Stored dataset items
════

PR #2464, opened 2025-03-05
Add LiveObjects product to site navigation

VeskeR:
## Description

Adds navigation for LiveObjects product in `src` folder.

This was added by searching for "livesync" in "src" folder and adding corresponding "liveObjects" sections where necessary.

Currently missing:

- [ ] Need a png for main docs page for LiveObjects https://github.com/ably/docs/pull/2464/files#diff-74d9b85d26804605bb64641c8787195382c4dc7674c01c5fd5c1716fe168144dR60
- [x] Need LiveObjects icons for docs navigation https://github.com/ably/docs/pull/2464/files#diff-39bc77ddcd9f663f1666da2e0f9a528358251e8f7285384b8f53c47845b06075R7-R8

### Checklist

### DIFF
--- a/src/data/content/homepage.ts
+++ b/src/data/content/homepage.ts
@@ -54,6 +54,13 @@ export default {
           links: [{ text: 'Get started', href: '/docs/spaces' }],
         },
         {
+          title: 'LiveObjects',
+          type: 'feature',
+          content: 'Seamlessly sync application state between clients.',
+          image: 'liveobjects.png',
+          links: [{ text: 'Get started', href: '/docs/liveobjects' }],
+        },
+        {
           title: 'LiveSync',
           type: 'feature',
           content: 'Seamlessly sync database changes with frontend clients.',
--- a/src/data/languages/languageData.ts
+++ b/src/data/languages/languageData.ts
@@ -3,13 +3,13 @@ import { LanguageData } from './types';
 
 export default {
   platform: {
-    javascript: 2.6,
-    nodejs: 2.6,
+    javascript: 2.7,
+    nodejs: 2.7,
   },
   pubsub: {
-    javascript: 2.6,
-    nodejs: 2.6,
-    react: 2.6,
+    javascript: 2.7,
+    nodejs: 2.7,
+    react: 2.7,
     csharp: 1.2,
     flutter: 1.2,
     java: 1.2,
@@ -30,6 +30,9 @@ export default {
   spaces: {
     javascript: 0.4,
     react: 0.4,
+  },
+  liveObjects: {
+    javascript: 2.7,
   },
   liveSync: {
     javascript: 0.4,
--- a/src/data/nav/liveobjects.ts
+++ b/src/data/nav/liveobjects.ts
@@ -1,0 +1,67 @@
+import { NavProduct } from './types';
+
+export default {
+  name: 'Ably LiveObjects',
+  link: '/docs/liveobjects',
+  icon: {
+    closed: 'icon-product-liveobjects-mono',
+    open: 'icon-product-liveobjects',
+  },
+  content: [
+    {
+      name: 'Introduction',
+      pages: [
+        {
+          name: 'About LiveObjects',
+          link: '/docs/liveobjects',
+        },
+      ],
+    },
+    {
+      name: 'Get started',
+      pages: [
+        {
+          name: 'Quickstart',
+          link: '/docs/liveobjects/quickstart',
+        },
+      ],
+    },
+    {
+      name: 'LiveObjects features',
+      pages: [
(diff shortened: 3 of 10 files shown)


src/data/content/homepage.ts
```diff
@@ -53,6 +53,13 @@ export default {
           image: 'spaces.png',
           links: [{ text: 'Get started', href: '/docs/spaces' }],
         },
+        {
+          title: 'LiveObjects',
+          type: 'feature',
+          content: 'Seamlessly sync application state between clients.',
+          image: 'liveobjects.png',
```
VeskeR, line 60: this needs to be added

src/data/nav/liveobjects.ts
```diff
@@ -0,0 +1,71 @@
+import { NavProduct } from './types';
+
+export default {
+  name: 'Ably LiveObjects',
+  link: '/docs/liveobjects',
+  icon: {
+    closed: 'icon-product-liveobjects-mono',
+    open: 'icon-product-liveobjects',
```
VeskeR, line 8: and these two icons

src/data/languages/languageData.ts
```diff
@@ -31,6 +31,9 @@ export default {
     javascript: 0.4,
     react: 0.4,
   },
+  liveObjects: {
+    javascript: 2.6,
```
VeskeR, line 35: not sure about this one. LiveObjects is not a separate product, so it doesn't have its own versioning.
will it inherit the pub/sub SDKs version then? e.g. 2.6 for `ably-js`

cc @mschristensen

mschristensen: Yes I think we should just specify the Ably JS version

mschristensen:
Looks good, we just need some assets from the design team - I'll follow up with Jamie

src/data/languages/languageData.ts
VeskeR: ok, works for me.

Also, technically, it wouldn't be `2.6`, as with the liveobjects release we will bump the minor version in ably-js to at least `2.7` (or more if other versions released before that).

@ably/team-deved would you guys prefer:
1. this PR to have `2.6` version in this PR, and then open a second PR to update the ably-js versions for all products (not just liveobjects) to higher version once it's published
2. keep this PR open until ably-js is published and change the version here to the actual one, as well as for other products?

VeskeR:
I've removed the Setup page as we decided to drop it in favor of Quickstart: https://github.com/ably/docs/pull/2463#discussion_r1985433477

src/data/languages/languageData.ts
m-hulbert: Assuming that LiveObjects is the only change going into `2.7` of ably-js then I think we can just bump both of them to `2.7` in this PR.

src/data/nav/liveobjects.ts
```diff
@@ -0,0 +1,67 @@
...
+          name: 'Batch Operations',
+          link: '/docs/liveobjects/batch',
+        },
+        {
+          name: 'Lifecycle Events',
+          link: '/docs/liveobjects/lifecycle',
+        },
+        {
+          name: 'Typing',
+          link: '/docs/liveobjects/typing',
```
m-hulbert, line 50: As per my review on the main PR; I wonder if the features should remain only LiveCounter and LiveMap, and then these 3 items fall under a separate heading. Any thoughts?

src/data/nav/liveobjects.ts
m-hulbert: These get pulled in from Ably UI, so you don't need to do anything in this PR with them.

src/data/nav/liveobjects.ts
VeskeR: > then these 3 items fall under a separate heading. Any thoughts?

Not against putting them under a separate heading. Honestly, they're under LiveObjects features heading right now because I couldn't think of another collective name for these three.
Any ideas?

src/data/languages/languageData.ts
VeskeR: sgtm, I've preemptively updated it to `2.7`, but will change it again if we end up releasing liveobjects under another minor ably-js version

src/data/nav/liveobjects.ts
m-hulbert: Maybe something like 'Advanced', or 'Advanced usage'? 

I think they should be separated in all honesty, but also struggling with the correct terminology.

VeskeR: Created https://ably.atlassian.net/browse/PUB-1588 to give it another thought later, don't want to block this PR right now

════

Wherever a line in the entries holds "right", copy that line.

Result of the exercise
Not against putting them under a separate heading. Honestly, they're under LiveObjects features heading right now because I couldn't think of another collective name for these three.
VeskeR: Created https://ably.atlassian.net/browse/PUB-1588 to give it another thought later, don't want to block this PR right now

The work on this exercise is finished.